__EXCERPTED DATA__
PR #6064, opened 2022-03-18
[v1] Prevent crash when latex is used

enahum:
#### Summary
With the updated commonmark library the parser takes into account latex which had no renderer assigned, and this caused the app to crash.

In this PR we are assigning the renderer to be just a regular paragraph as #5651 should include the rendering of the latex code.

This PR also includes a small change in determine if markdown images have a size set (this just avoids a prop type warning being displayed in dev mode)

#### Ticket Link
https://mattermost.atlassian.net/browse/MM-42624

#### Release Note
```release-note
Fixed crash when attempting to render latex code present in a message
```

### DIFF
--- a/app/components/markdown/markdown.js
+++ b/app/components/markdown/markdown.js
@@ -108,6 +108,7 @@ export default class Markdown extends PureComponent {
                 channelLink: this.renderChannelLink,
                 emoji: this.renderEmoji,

==

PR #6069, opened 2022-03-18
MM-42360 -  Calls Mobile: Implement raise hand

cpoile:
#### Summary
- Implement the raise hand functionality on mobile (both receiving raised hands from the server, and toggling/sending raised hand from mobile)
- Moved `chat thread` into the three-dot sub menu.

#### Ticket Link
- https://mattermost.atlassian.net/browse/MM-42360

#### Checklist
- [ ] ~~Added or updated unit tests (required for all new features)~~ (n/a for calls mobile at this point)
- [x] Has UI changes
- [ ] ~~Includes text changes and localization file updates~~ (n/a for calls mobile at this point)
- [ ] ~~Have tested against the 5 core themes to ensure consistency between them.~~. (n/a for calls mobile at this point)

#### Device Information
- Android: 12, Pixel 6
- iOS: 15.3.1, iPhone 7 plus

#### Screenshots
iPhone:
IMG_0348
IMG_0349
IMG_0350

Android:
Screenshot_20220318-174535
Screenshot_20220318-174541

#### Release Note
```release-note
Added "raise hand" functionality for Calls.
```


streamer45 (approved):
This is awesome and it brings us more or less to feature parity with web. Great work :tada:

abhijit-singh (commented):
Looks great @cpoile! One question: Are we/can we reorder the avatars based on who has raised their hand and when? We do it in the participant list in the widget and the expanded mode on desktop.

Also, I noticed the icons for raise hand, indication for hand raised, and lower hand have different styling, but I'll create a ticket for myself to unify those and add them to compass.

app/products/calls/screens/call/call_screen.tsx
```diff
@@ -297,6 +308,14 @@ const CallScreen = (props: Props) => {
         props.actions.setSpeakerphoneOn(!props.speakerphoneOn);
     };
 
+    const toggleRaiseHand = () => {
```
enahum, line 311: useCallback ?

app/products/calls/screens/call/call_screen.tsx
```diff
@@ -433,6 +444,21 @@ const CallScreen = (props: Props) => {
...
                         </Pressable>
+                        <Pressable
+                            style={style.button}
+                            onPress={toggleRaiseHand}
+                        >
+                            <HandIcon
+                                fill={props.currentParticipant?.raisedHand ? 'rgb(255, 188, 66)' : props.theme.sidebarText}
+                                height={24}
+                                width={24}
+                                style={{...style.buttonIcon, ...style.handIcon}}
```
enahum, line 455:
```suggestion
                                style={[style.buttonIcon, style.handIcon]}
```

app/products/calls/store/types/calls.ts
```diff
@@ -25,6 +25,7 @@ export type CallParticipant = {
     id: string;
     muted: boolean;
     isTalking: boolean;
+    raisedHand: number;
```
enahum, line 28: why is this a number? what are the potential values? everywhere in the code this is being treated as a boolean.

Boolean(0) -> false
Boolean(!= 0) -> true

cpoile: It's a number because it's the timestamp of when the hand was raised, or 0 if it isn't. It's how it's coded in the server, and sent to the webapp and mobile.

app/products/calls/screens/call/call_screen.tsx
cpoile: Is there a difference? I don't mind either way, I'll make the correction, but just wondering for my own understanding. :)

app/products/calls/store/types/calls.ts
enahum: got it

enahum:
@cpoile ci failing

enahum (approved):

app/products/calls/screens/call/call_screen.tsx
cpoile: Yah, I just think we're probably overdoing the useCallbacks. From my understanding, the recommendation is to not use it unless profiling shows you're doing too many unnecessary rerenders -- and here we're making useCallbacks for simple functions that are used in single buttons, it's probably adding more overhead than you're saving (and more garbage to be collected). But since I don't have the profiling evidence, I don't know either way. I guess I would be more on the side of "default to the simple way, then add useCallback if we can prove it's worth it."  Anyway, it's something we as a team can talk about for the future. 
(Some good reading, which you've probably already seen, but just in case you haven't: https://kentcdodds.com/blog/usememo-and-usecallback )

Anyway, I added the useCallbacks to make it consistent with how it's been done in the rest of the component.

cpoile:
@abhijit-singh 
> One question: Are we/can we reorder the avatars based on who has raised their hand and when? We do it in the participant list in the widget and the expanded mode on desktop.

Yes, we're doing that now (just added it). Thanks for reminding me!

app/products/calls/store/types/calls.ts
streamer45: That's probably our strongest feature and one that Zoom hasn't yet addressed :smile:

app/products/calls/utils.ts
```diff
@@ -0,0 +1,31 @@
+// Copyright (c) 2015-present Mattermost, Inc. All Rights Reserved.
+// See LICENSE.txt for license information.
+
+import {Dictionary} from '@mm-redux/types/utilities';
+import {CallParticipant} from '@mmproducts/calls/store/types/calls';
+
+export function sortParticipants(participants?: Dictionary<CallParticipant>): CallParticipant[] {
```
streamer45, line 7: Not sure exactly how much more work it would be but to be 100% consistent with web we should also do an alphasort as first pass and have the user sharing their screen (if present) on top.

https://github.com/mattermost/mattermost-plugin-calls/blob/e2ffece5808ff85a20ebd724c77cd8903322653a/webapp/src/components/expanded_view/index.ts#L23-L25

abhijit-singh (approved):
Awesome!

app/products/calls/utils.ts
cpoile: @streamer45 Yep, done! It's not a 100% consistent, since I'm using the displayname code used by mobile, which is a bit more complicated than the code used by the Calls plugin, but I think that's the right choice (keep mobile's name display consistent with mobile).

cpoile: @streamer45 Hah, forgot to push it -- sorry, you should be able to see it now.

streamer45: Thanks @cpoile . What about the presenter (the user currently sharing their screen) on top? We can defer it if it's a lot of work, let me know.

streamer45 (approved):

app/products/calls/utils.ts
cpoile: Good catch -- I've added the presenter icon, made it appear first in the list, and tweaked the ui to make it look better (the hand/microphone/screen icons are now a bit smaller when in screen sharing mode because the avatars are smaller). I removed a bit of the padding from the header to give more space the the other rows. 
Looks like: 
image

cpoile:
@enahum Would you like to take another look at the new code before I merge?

* * *

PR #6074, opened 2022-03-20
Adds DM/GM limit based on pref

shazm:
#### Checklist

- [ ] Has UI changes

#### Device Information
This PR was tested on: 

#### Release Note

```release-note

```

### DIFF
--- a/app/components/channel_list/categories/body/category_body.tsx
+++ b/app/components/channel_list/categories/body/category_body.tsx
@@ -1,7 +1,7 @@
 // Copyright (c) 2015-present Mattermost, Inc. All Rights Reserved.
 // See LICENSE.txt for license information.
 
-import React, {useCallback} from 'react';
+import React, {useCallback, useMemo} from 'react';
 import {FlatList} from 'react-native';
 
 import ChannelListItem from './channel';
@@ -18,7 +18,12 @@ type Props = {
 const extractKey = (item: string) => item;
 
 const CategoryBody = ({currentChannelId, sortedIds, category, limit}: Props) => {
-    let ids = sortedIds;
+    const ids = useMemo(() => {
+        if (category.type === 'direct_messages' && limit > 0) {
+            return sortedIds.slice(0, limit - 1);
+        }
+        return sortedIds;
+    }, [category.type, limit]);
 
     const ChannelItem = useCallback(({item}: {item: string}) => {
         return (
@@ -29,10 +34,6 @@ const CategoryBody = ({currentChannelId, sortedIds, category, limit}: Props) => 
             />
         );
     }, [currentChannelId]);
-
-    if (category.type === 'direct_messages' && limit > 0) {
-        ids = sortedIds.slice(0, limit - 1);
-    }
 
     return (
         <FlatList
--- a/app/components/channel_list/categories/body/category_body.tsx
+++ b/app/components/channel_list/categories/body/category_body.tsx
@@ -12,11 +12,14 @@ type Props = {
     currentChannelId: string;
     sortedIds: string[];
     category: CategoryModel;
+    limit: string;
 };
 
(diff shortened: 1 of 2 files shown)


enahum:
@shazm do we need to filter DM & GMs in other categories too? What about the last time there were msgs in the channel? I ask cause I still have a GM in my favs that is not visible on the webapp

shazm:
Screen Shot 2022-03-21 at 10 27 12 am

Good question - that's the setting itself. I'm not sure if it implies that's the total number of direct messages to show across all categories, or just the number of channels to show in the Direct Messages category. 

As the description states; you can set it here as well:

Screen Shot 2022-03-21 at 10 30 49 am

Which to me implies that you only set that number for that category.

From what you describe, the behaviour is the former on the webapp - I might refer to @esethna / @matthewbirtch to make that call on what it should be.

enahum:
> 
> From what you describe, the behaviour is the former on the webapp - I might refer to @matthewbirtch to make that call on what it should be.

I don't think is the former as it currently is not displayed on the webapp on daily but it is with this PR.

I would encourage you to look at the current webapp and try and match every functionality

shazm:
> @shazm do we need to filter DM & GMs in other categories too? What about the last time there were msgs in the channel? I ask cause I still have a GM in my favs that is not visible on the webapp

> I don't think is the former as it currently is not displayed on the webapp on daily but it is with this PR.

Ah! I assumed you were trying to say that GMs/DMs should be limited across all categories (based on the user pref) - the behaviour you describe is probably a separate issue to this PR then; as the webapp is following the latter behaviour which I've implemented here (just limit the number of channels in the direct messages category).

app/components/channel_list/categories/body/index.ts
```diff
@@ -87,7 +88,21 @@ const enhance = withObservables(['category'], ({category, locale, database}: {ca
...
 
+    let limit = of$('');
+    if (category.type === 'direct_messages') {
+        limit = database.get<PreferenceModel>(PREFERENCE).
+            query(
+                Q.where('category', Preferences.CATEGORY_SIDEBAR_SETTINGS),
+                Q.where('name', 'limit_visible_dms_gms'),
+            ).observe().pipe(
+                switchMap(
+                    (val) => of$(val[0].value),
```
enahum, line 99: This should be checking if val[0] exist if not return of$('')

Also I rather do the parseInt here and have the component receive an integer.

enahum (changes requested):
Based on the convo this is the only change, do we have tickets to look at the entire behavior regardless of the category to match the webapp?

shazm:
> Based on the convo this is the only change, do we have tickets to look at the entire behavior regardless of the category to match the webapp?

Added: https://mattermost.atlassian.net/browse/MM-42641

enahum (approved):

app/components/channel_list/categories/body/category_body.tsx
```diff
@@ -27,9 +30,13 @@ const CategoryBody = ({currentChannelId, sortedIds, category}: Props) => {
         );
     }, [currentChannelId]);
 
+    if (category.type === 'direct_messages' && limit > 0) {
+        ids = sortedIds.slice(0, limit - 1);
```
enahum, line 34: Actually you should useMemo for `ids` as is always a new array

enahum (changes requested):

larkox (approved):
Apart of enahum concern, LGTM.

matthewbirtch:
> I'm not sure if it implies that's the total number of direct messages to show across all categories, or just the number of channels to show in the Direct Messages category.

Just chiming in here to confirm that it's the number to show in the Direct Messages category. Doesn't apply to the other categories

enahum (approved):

__TASK BRIEF__
All lines above from the line with "PR #6064, opened 2022-03-18" through the line with "https://mattermost.atlassian.net/browse/MM-42624", both included, are to be set down exactly, with nothing else.

__ANSWER TO THIS TASK__
PR #6064, opened 2022-03-18
[v1] Prevent crash when latex is used

enahum:
#### Summary
With the updated commonmark library the parser takes into account latex which had no renderer assigned, and this caused the app to crash.

In this PR we are assigning the renderer to be just a regular paragraph as #5651 should include the rendering of the latex code.

This PR also includes a small change in determine if markdown images have a size set (this just avoids a prop type warning being displayed in dev mode)

#### Ticket Link
https://mattermost.atlassian.net/browse/MM-42624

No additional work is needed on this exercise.